_WHAT THE TASK ASKS_
Only one stretch of the records below is wanted: the lines from the one holding "PR #3667, opened 2024-01-06" through the one holding "adamsaghy: mea culpa.". Return it exactly, both ends included.

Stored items
━━━━━━━━━━

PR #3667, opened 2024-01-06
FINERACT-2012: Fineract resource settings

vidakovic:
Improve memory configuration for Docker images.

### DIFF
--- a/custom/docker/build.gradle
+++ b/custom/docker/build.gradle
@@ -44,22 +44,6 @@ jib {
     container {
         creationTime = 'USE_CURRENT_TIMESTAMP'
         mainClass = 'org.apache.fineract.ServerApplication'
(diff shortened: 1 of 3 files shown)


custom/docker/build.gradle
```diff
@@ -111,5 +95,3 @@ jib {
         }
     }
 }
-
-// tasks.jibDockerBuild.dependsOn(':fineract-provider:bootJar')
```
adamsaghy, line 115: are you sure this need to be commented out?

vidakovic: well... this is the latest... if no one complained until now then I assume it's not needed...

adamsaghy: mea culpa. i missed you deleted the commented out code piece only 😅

━━━━━━━━━━

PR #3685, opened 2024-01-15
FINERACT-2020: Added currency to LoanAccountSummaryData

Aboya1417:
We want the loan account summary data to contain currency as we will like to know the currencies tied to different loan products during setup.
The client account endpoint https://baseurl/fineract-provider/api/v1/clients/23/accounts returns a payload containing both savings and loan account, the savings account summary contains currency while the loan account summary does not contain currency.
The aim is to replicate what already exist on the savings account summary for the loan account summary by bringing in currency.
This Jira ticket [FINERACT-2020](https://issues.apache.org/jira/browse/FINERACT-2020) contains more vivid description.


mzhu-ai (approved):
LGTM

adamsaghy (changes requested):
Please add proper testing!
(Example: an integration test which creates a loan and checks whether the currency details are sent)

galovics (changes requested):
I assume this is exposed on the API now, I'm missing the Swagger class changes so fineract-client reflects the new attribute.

━━━━━━━━━━

_SOLUTION FOR THIS PROBLEM_
PR #3667, opened 2024-01-06
FINERACT-2012: Fineract resource settings

vidakovic:
Improve memory configuration for Docker images.

### DIFF
--- a/custom/docker/build.gradle
+++ b/custom/docker/build.gradle
@@ -44,22 +44,6 @@ jib {
     container {
         creationTime = 'USE_CURRENT_TIMESTAMP'
         mainClass = 'org.apache.fineract.ServerApplication'
(diff shortened: 1 of 3 files shown)


custom/docker/build.gradle
```diff
@@ -111,5 +95,3 @@ jib {
         }
     }
 }
-
-// tasks.jibDockerBuild.dependsOn(':fineract-provider:bootJar')
```
adamsaghy, line 115: are you sure this need to be commented out?

vidakovic: well... this is the latest... if no one complained until now then I assume it's not needed...

adamsaghy: mea culpa. i missed you deleted the commented out code piece only 😅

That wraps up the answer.